Many NLP packages support working with word embeddings. In this notebook you can work through the various problems assigned in Task 3. We've provided the basic functionality for loading word vectors using [Gensim](https://radimrehurek.com/gensim/models/keyedvectors.html), a good library for learning and using word vectors, and for working with the vectors. 

One of the fun parts of word vectors is getting a sense of what they learned. Feel free to explore the vectors here! 

In [1]:
from gensim.models import KeyedVectors
from gensim.test.utils import datapath

In [2]:
word_vectors = KeyedVectors.load_word2vec_format('word2vec.kv', binary=False)

In [4]:
word_vectors.similar_by_word("books")

[('novels', 0.8401198983192444),
 ('trilogies', 0.8302552103996277),
 ('volumes', 0.7945647239685059),
 ('offerings', 0.7857593297958374),
 ('comics', 0.7842567563056946),
 ('biographies', 0.782633900642395),
 ('novellas', 0.7824888229370117),
 ("lamb's", 0.7815375328063965),
 ('anthologies', 0.7699565887451172),
 ('westerns', 0.7669244408607483)]

In [10]:
target_words = ["school", "ponder", "positive", "banana", "entrepreneur",
                "enthusiasm", "facilitate", "hierarchy", "illusion", "narcissism"]

for word in target_words:
    print(word + ": " + ", ".join([w[0] for w in word_vectors.most_similar(word)]))

school: college, freshman, schoolers, junior, schooler, grad, med, elementary, sophomore, preschool
ponder: bureaucrats, dint, westerners, immaterial, motivates, rationally, encouraged, comforting, deem, heretofore
positive: negative, favorable, constructive, encouraged, ponder, glowing, raving, positively, honest, unbiased
banana: pudding, beef, caramel, blackberry, stroganoff, chips, roast, cookies, chair, advent
entrepreneur: adventurers, adoptees, swimmer, pioneers, doting, pathologist, befriends, senators, wizardry, gymnast
enthusiasm: trajectory, transformative, affirmative, underpinnings, flare, candor, ebb, soul-searching, motivation, manifestations
facilitate: broaden, solidify, hypnosis, counseling, maximize, strict, memorization, guiding, mindfulness, retain
hierarchy: commanders, semitic, degradation, flavored, perpetrators, belittles, drawl, upheavals, statesman, starvation
illusion: permit, situated, sting, culprits, minimizing, befall, migraines, perpetrators, fabricatio

In [11]:
def get_analogy(a, b, c):
    return word_vectors.most_similar(positive=[b, c], negative=[a])[0][0]

In [16]:
get_analogy('team', 'profession', 'soccer')

'practitioner'

In [32]:
get_analogy('color', 'feeling', 'blue')

'depressed'

In [37]:
get_analogy('drink', 'food', 'coffee')

'combo'

In [51]:
get_analogy('justice', 'court', 'lawyer')

'scandal'

In [54]:
get_analogy('soft', 'art', 'paint')

"artist's"

In [56]:
get_analogy('hitler', 'dictator', 'trump')

'naturalist'

- soccer - team + profession = practitioner: 
The analogy could suggest that someone who plays soccer professionally could be thought of as a practitioner of the sport.

- blue - color + feeling = depressed:
I guess the analogy suggests that the feeling of being "blue" is equivalent to feeling "depressed." That makes sense to me.

- coffee - drink + food = combo:
This analogy may work in the context of fast food or restaurant combos, where a combination meal typically includes a main dish, side dish, and drink.

- lawyer - justice + court = scandal:
This word analogy doesn't seem to hold a valid logical connection.

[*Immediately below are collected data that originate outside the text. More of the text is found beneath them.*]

PR #156, opened 2023-04-05
Andreyk/sl 19522

akleshchev:
Fix viewer not writing missing/dupplicate keys but assigning 'num' values to file like they are still there.


marchcat-pe:
DRTVWR-477? looks more suitable for 580 or 582 (577 only if urgent)

marchcat-pe (approved):
LGTM
🚢it.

While "lawyer" is associated with "justice", and subtracting "justice" could suggest a different element related to the law profession, adding "court" doesn't seem to logically lead to "scandal". 

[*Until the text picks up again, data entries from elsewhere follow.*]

PR #159, opened 2023-04-07
merge main into contribute

marchcat-pe:


bennettgoble (approved):
@marchcat-pe @vir-linden approved.

Are these merge PRs useful or should we just allow updates to `contribute` to be pushed by maintainers? I think this exercise was only mandatory because `contribute` has branch protections turned on which prohibit direct pushes. IMHO, I think opening a PR for every merge from main would be unorthodox and unneeded, and that specific protection could be removed.

marchcat-pe:
@bennettgoble right, it's just for merging `main` into the locked `contribution` since it's locked.

bennettgoble:
> @bennettgoble right, it's just for merging `main` into the `contribution` branch since it's locked.

OK, I've removed that branch protection rule. In the future merge commits can just be pushed to `contribute` unless there is a specific reason for a PR. Thanks, @marchcat-pe

marchcat-pe:
thank you!

indra/newview/pipeline.cpp
```diff
@@ -1775,20 +1775,17 @@ void LLPipeline::unlinkDrawable(LLDrawable *drawable)
...
-    }
+	for (light_set_t::iterator iter = gPipeline.mNearbyLights.begin();
+		 iter != gPipeline.mNearbyLights.end(); iter++)
+	{
+        const LLViewerObject *vobj = iter->drawable->getVObj();
+        if (vobj && vobj->getAvatar()
+            && vobj->isAttachment() && vobj->getAvatar() == muted_avatar)
+		{
+			gPipeline.mLights.erase(iter->drawable);
+			gPipeline.mNearbyLights.erase(iter);
```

- paint - soft + art = artisit's: 
This word analogy seems to be valid and makes sense in the context of the English language. "Paint" is typically associated with "art", and subtracting "soft" could suggest a different quality related to painting or art in general. Adding "artist's" seems to be a valid completion of the analogy, as it connects the idea of art with the idea of someone who creates it.